Bowers explains that rules review has been employed at the state level since the early 1940s; its frequent use began in the late 1960s. Part of the motivation for rules review in Illinois and elsewhere was to respond to complaints from business and other sectors about "burdensome" over-regulation. Rules review is "usually part of a state's administrative procedure act requiring all state agencies to submit all proposed regulations to a specifically designated committee for its prior review or prior approval before the regulations are formally adopted and implemented by the issuing agency." Now that the legislative veto is effectively dead in Illinois, rules review is advisory.
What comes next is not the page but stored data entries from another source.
PR #508, opened 2020-05-27
Fixes #29941 - Check modules are enabled

ekohl:
param_value() can return an answer for a disabled module. The result is that PostgreSQL is being installed on a Foreman Proxy when it's not needed.

### DIFF
--- a/hooks/boot/01-kafo-hook-extensions.rb
+++ b/hooks/boot/01-kafo-hook-extensions.rb
@@ -49,8 +49,16 @@ module HookContextExtension
     module_enabled?('katello_devel')
   end
 
+  def local_foreman_db?
+    foreman_server? && param_value('foreman', 'db_manage')
+  end
+
+  def local_candlepin_db?
+    module_enabled?('katello') && param_value('katello', 'candlepin_manage_db')
+  end
+
   def local_postgresql?
-    param_value('foreman', 'db_manage') || param_value('katello', 'candlepin_manage_db') || devel_scenario?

Bowers uses personal interviews, observation and examination of public records to scrutinize the way rules review has worked in Illinois. JCAR was not cooperative with his study; indeed, he had to use the Illinois Freedom of Information Act in order to gain access to some of JCAR's files. In general, though sympathetic to the goals of rules review, Bowers is critical of the way the process has evolved in Illinois.

His major conclusions, based on the Illinois experience, are (1) that, although policy neutrality is a goal in rules review, it is not always possible; (2) that, for most legislators, rules review will have little legislative relevance; (3) that eventually rules review will become the domain of the small group of legislators for whom review does have relevance; and (4) that the senior staff of the reviewing agency can dominate the process so that, in effect, a new legislative bureaucracy will be regulating the old one. Bowers also argues that much of the "rules review undertaken by JCAR's staff appears to be driven by staff management's interest in organizational survival."

The effectiveness of rules review is highly dependent upon voluntary compliance of the state agencies. That compliance, in turn, is affected by the relationship between the rules review agency and those under review. In Illinois, these relationships are adversarial. Bowers asserts that Illinois agencies have a "remarkably low level" of compliance with "committee objections that question the statutory authority of their proposed regulations.'' Although rules review in Illinois is advisory, the General Assembly as a whole can enact corrective legislation, and Bowers gives us a case study of a conflict between JCAR and the Illinois Department of Nuclear Safety in which a legislative compromise was ultimately reached.

Bowers draws two general conclusions about the utility of rules review: First, ". . .it clearly provides some degree of oversight of the administrative discretion in rulemaking," and second, " . . .an advisory rules review process can educate state legislators to the importance of revising rulemaking authority in light of administrative experience and . . . [make] state agencies responsible to the rule of law rather than the vague expectation of informal politics.'' This is a far cry from reasserting legislative control of runaway rulemaking.

Regulating the Regulators is not light reading, but it is a clearly written and a perceptive look into the Illinois General Assembly's wrestling with the problem of administrative discretion and the creation of its own little bureaucracy.

David H. Everson is professor of political studies and public affairs at Sangamon State University. He is also editor of Comparative State Politics.